### Your assignment:
Within the material below, find each line bearing the word "site" and present it.

------ Extracted material ------

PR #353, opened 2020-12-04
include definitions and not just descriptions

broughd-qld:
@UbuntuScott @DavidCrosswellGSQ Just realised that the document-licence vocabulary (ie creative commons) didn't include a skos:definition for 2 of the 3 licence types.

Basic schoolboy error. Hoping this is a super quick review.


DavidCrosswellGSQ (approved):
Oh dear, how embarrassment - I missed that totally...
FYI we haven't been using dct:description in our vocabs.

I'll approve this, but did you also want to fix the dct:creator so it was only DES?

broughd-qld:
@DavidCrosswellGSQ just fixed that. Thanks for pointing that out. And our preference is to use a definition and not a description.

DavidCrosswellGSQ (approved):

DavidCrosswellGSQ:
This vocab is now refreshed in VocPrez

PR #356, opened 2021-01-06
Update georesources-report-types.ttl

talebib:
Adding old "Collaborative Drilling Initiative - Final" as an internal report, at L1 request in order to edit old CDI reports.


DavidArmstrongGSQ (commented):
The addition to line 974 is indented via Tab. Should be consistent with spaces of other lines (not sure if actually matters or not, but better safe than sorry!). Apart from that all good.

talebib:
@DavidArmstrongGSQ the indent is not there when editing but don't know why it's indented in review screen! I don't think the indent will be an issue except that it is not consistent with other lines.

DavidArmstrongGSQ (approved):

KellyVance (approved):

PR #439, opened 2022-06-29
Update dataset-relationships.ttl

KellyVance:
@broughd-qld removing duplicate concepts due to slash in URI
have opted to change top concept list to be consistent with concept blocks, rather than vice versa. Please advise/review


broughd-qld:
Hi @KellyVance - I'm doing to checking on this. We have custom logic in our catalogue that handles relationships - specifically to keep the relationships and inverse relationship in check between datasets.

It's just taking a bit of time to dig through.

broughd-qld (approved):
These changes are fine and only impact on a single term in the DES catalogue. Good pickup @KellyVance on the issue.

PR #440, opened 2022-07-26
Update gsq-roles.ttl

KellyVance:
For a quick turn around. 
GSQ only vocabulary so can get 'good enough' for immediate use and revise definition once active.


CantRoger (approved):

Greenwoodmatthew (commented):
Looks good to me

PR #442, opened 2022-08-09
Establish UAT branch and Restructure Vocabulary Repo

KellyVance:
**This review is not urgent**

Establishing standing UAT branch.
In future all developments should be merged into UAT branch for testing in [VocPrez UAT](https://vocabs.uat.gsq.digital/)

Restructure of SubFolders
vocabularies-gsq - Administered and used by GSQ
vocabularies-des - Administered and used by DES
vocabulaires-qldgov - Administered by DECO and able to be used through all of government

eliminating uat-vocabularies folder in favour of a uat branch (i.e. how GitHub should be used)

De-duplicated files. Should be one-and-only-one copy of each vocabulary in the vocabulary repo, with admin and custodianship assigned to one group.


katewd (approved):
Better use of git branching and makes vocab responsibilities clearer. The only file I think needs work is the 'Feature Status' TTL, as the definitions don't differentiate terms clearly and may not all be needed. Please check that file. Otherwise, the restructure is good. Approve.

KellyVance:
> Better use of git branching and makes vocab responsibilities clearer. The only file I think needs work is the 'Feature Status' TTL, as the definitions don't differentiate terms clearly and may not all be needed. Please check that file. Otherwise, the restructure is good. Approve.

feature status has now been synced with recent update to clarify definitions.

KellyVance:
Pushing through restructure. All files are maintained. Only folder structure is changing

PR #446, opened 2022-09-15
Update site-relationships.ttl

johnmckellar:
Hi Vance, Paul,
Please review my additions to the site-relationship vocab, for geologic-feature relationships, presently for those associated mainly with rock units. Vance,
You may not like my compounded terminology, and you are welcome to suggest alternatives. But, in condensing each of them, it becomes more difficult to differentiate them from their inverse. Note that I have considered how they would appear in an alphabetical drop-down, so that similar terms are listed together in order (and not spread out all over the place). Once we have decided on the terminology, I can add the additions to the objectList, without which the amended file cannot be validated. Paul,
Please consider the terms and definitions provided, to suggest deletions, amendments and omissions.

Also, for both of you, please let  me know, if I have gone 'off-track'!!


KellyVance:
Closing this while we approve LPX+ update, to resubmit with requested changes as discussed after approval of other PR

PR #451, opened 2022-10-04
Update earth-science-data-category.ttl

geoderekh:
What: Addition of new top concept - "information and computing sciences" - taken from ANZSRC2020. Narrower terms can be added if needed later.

------

### Reply:
Update site-relationships.ttl
Please review my additions to the site-relationship vocab, for geologic-feature relationships, presently for those associated mainly with rock units. Vance,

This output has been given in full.